Directions :: Your task is to copy every line of the entries that holds the word "since".

[Data entries]
PR #10796, opened 2020-06-16
Add convenience method for replacing shared instances in the container

initvector:
This update adds a `replace` method to `ContainerUtils` that performs the following:

1. Replaces a shared instance of a class, if available.
1. Optionally adds an alias from the original class to the replacement class.

The method is used to replace the introduction of the log decorator in the bootstrap.

The `ContainerUtils` class has been cleaned up a little to satisfy my IDE.

### DIFF
--- a/bootstrap.php
+++ b/bootstrap.php
@@ -604,9 +604,11 @@ register_shutdown_function(function () use ($dic) {
     $dic->get(\Garden\EventManager::class)->fire('SchedulerDispatch');
 });
 
-// Construct the logger earlier so that its dependencies are satisfied.
-$log = $dic->get(\Vanilla\Logging\LogDecorator::class);
-// Replace the logger interface with the decorator.
-$dic->rule(\Vanilla\Logging\LogDecorator::class)
-    ->addAlias(\Psr\Log\LoggerInterface::class);
+// Add the log decorator.
+ContainerUtils::replace(
+    $dic,
+    \Psr\Log\LoggerInterface::class,
+    \Vanilla\Logging\LogDecorator::class,
+    true
+);
 Logger::setLogger(null);
--- a/bootstrap.php
+++ b/bootstrap.php
@@ -608,7 +608,6 @@ register_shutdown_function(function () use ($dic) {
 ContainerUtils::replace(
     $dic,
     \Psr\Log\LoggerInterface::class,
-    \Vanilla\Logging\LogDecorator::class,
-    true
+    \Vanilla\Logging\LogDecorator::class
 );
 Logger::setLogger(null);
--- a/library/Vanilla/Utility/ContainerUtils.php
+++ b/library/Vanilla/Utility/ContainerUtils.php
@@ -88,8 +88,7 @@ class ContainerUtils {
      */
     public static function replace(Container $container, string $target, string $replacement): void {
         if ($container->hasInstance($target)) {
-            $new = $container->get($replacement);
-            $container->setInstance($target, $new);
+            $container->setInstance($target, null);
         }
 
         $container->rule($replacement)
--- a/library/Vanilla/Utility/ContainerUtils.php
+++ b/library/Vanilla/Utility/ContainerUtils.php
@@ -75,7 +75,7 @@ class ContainerUtils {
 
     /**
      * Replace one type of object in the container with another type of object. Existing shared instances will be
-     * overwritten. Optionally, an alias may be created from the original type to the new type.
+     * overwritten. An alias will be created from the original type to the new type.
      *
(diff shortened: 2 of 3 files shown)


library/Vanilla/Utility/ContainerUtils.php
```diff
@@ -67,9 +67,33 @@ public static function currentTheme(): ReferenceInterface {
...
+                $cacheBuster = $dic->get(DeploymentCacheBuster::class);
                 return $cacheBuster->value();
             }
         );
     }
+
+    /**
+     * Replace container instance of a class, if present, and optionally add it as an alias for its replacement.
+     *
+     * @param Container $container
```
tburry, line 79: I'm trying to get us in the habit of doing a bit more documentation in utility function doc blocks. This is a good candidate because it's not immediately obvious to me what this method does. In particular the `$target` and `$replacement` parameters should get a good sentence to say that they are rules (class name, alias, or custom rule).

tburry: An example in the doc block that explains the problem it solves too.

library/Vanilla/Utility/ContainerUtils.php
```diff
@@ -67,9 +67,39 @@ public static function currentTheme(): ReferenceInterface {
...
+     * @param Container $container Container to configure.
+     * @param string $target Container rule to target for replacement. Shared instances will be overwritten.
+     * @param string $replacement Container rule used to determine what will be replace the target in the container.
+     * @param bool $addAlias Should an alias from the target rule be made to the replacement?
+     */
+    public static function replace(
+        Container $container,
+        string $target,
+        string $replacement,
+        bool $addAlias = false
```
tburry, line 94: I would say this should default to true or not be a parameter at all. Otherwise, if there isn't really a replacement happening and the method has inconsistent behavior depending on whether or not the container has the instance.

IMO you think about the following:

1. Go for it and get rid of `$addAlias` and just make this the behavior.
2. Just remove the instance if it is there and add a rule. Let the container do the creation when it is called. This one may be a bit controversial since we've had problem with the log in particular getting injected and called before it is instantiated. On the other hand, the caller could always do the instantiation themself. If they don't want to instantiate then they are left with having to write the code themselves.

initvector: > Go for it and get rid of $addAlias and just make this the behavior.

I was waffling on this. There might be a scenario where you'd only want to replace the current instance, but we don't have that need now and I can't think of a concrete scenario where it'd be warranted. I'm A-OK with removing the parameter.

> Just remove the instance if it is there and add a rule. Let the container do the creation when it is called. This one may be a bit controversial since we've had problem with the log in particular getting injected and called before it is instantiated. On the other hand, the caller could always do the instantiation themself. If they don't want to instantiate then they are left with having to write the code themselves.

If there's already an instance, I like the idea of having a little more control over when the replacement will be instantiated. But again, our immediate need doesn't require this and I'm okay with revisiting it in the future, as necessary.

library/Vanilla/Utility/ContainerUtils.php
```diff
@@ -67,9 +67,31 @@ public static function currentTheme(): ReferenceInterface {
...
+     * Sometimes an object has limitations or shortcomings that could be resolved by something like a decorator, where
+     * a drop-in replacement wraps existing functionality in enhancements or customizations. This method could configure
+     * a container to use the decorator, replacing stored instances and ensuring new requests to the container would
+     * receive the decorator instead of the original class.
+     *
+     * @param Container $container Container to configure.
+     * @param string $target Container rule to target for replacement. Shared instances will be overwritten.
+     * @param string $replacement Container rule used to determine what will be replace the target in the container.
+     */
+    public static function replace(Container $container, string $target, string $replacement): void {
```
tburry, line 89: I'm going to just leave this as a comment and approve the PR, but...

Do you think `$old` and `$new` are more clear names for this method? I always thought that the needle/haystack were silly paradigms until I realized it was never confusing.

bootstrap.php
```diff
@@ -604,9 +604,11 @@
...
-$log = $dic->get(\Vanilla\Logging\LogDecorator::class);
-// Replace the logger interface with the decorator.
-$dic->rule(\Vanilla\Logging\LogDecorator::class)
-    ->addAlias(\Psr\Log\LoggerInterface::class);
+// Add the log decorator.
+ContainerUtils::replace(
+    $dic,
+    \Psr\Log\LoggerInterface::class,
+    \Vanilla\Logging\LogDecorator::class,
+    true
```
tburry, line 612: Whoops.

Answer space ::
2. Just remove the instance if it is there and add a rule. Let the container do the creation when it is called. This one may be a bit controversial since we've had problem with the log in particular getting injected and called before it is instantiated. On the other hand, the caller could always do the instantiation themself. If they don't want to instantiate then they are left with having to write the code themselves.
> Just remove the instance if it is there and add a rule. Let the container do the creation when it is called. This one may be a bit controversial since we've had problem with the log in particular getting injected and called before it is instantiated. On the other hand, the caller could always do the instantiation themself. If they don't want to instantiate then they are left with having to write the code themselves.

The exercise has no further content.